A snap survey revealed that some local MFIs are charging astronomical interest rates as high as 31 percent per month which was suicidal for MSMEs to borrow from. “Funding has been our major challenge as MFIs,” Zimbabwe Association of Micro-finance Institutions, Executive Director Mr Godfrey Chitambo says.

“As of last year the MFIs all combined they are only reaching 21 percent of total demand, there is a huge demand out there which we cannot satisfy driven by the high rate of unemployment and the growth of informal sector,” he added.

“Due to shortage of cash, some MFIs borrow from commercial banks and obviously the interest rate automatically increase and become higher than that of the bank and in the cases were funding comes from the external funders it is usually expensive.

“We do not have the powers to impose interest rates for MFIs, before 2009 we were guarded by Statutory Instrument 129 of 1993 which stipulated that an MFI must charge the RBZ fixed rate plus 3 percent administration rate but since 2010 government said we were market related, it wanted investment as the IMF and World Bank called for non imposition of anything so except for banks we do not have control of interest rates for MFIs,” said Chitambo.

On decentralizing the MFIs from the cities, Mr Chitambo lamented lack of technology related to the sector which will capacitate MFIs in reaching out to remote areas without necessarily building office structures there but through use of digitalized technologies.

Economic analysts however say the Micro-finance fund established in 2012 with the objective of providing on-lending funding to MFIs across the country should play a pivotal role if it’s adequately capitalized.

Last year the fund’s disbursement to MFIs amounted to US$ 11.2 million and the fund managing director Brian Zimunhu recently said the fund cumulative loan disbursement is expected to grow to US$ 18 million in 2016.

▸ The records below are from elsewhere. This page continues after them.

PR #247, opened 2020-12-06
Items pick and drop functionality

### LINKED ISSUE #194: Items and inventory

zapzoop0099:
This PR gives the player ability to pick and drop items 

**Features:**

- Player can pick items and drop it and this sync over network

- If the item is picked by an infiltrator killing is disabled

- Items will hover in air when not picked

**This pr doesn't include:-**

- Items related to tasks

- Yellow shader over the items when get close to it

- Any type of asset(It have just a small box as placeholder for item prop )

The map already contained some instanced scene of items so when it get reviewed i will remove them at last
It also doesn't any include good comments :( but if it stays here for long i will push them
Please also refer to pr #246  and merge the best one.

### DIFF
--- a/src/assets/main/main.gd
+++ b/src/assets/main/main.gd
@@ -15,6 +15,10 @@ var newnumber
 var spawn_pos = Vector2(0,0)
 var player_data_dict: Dictionary
 
+var hand_pos:Dictionary
+var pick_range:Dictionary
+var keystroke:int
+
 signal positions_updated(last_received_input)
 
 func _ready() -> void:
@@ -100,6 +104,8 @@ puppetsync func createPlayer(id: int, playerName: String, spawnPoint: Vector2 = 
 	var newPlayer = player_scene.instance()
 	newPlayer.id = id
 	newPlayer.setName(playerName)
+	hand_pos[id] = newPlayer.get_node("reach/hand_pos")
+	pick_range[id] = newPlayer.get_node("reach")
 	#newPlayer.set_network_master(id)
 	if id == Network.get_my_id():
 		newPlayer.main_player = true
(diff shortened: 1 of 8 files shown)


src/assets/main/main.gd
```diff
@@ -276,3 +282,62 @@ func _apply_customizations(player: KinematicBody2D, player_data: Dictionary) ->
 	face_wear.texture = load(appearance["Face Wear"]["texture_path"])
 	hat_hair.texture = load(appearance["Hat/Hair"]["texture_path"])
 	mouth.texture = load(appearance["Mouth"]["texture_path"])
+
+
+
+func _input(event):
+	if Input.is_action_just_pressed("ui_pick"):
```
jngo102, line 289: Putting an `Input.is_action_just_pressed` in `_input` doesn't make use of `event`.
Try using `event.is_action_pressed` instead.

src/assets/main/main.gd
```diff
@@ -15,6 +15,10 @@ var newnumber
 var spawn_pos = Vector2(0,0)
 var player_data_dict: Dictionary
 
+var hand_pos:Dictionary
+var pick_range:Dictionary
+var keystroke:int
```
jngo102, line 20: Is `keystroke` ever used? What's its purpose?

src/assets/main/main.gd
```diff
@@ -276,3 +282,62 @@ func _apply_customizations(player: KinematicBody2D, player_data: Dictionary) ->
...
+	
+	
+func get_hand_pos(id):
+	return hand_pos.get(id)
+	
+func get_pick_range(id):
+	return pick_range.get(id)
+
+
+func enable_killing(id):
```
jngo102, line 328: I'm not sure the expensive tree parsing in `enable_killing` and `disable_killing` are necessary here when you could just use
```
if players[id].has_node("Infiltrator"):
    players[id].get_node("Infiltrator").enable_killing([true/false])
```

jngo102 (changes requested):

zapzoop0099:
Didn't match with community standards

The fund can mitigate the high interest rates dictated by external funders to local MFIs by availing disbursements with lower charges which in turn result in favourable interest rates for the borrowers in the MSMEs sector.

The MFIs sector however needs capacity building in developing micro-enterprise lending skills and the products to target micro entrepreneurs.

This has been a major cause for many MFIs loosing huge amounts of money by lending without assessing the borrower’s business capacity to repay. This has also resulted in lack of professionalism in the sector as business malpractices have become rampant.

This has seen a general mistrust of the MFIs sector in the country.

According to the survey titled “Making Access Possible (MAP) Diagnostic” done by FinMak, on financial inclusion in Zimbabwe in 2014, it stated that MFIs are the least trusted platform on the country’s financial inclusion landscape on a list that was topped by Mobile Money Operators, Banks, Retirement Funds, Insurance companies and Co operatives respectively.

The survey showed that of the interviewed cross section of society, only 12 percent trusted MFIs compared to 63 percent who trusted banks.

There is also need to orient the public about the role of MFIs in the country as this has seen unfavourable outcomes with most people borrowing for consumption rather than for productive purposes.

A Quarterly report done by the RBZ in 2014 showed that 71.2 percent of the US$ 170 million worth of loans was borrowed for consumption purposes from the registered 153 MFIs with the remainder borrowed for productive purposes.

“We are working on our image as a sector, we now have a micro-finance act and a micro-finance policy which makes us legitimate, so we urge the public to attend our public lectures on awareness so that the public know what we stand for in the process creating relationships with our intended customers,” said Chitambo.

The MFI sector has hailed the RBZ for issuing licenses to 2 MFIs to start Deposit-Taking micro-finance business a move analysts have said is a huge leap towards financial inclusion of the country’s massively unbanked population.

Depositor’s money will also boost MFIs financial stocks for further borrowing.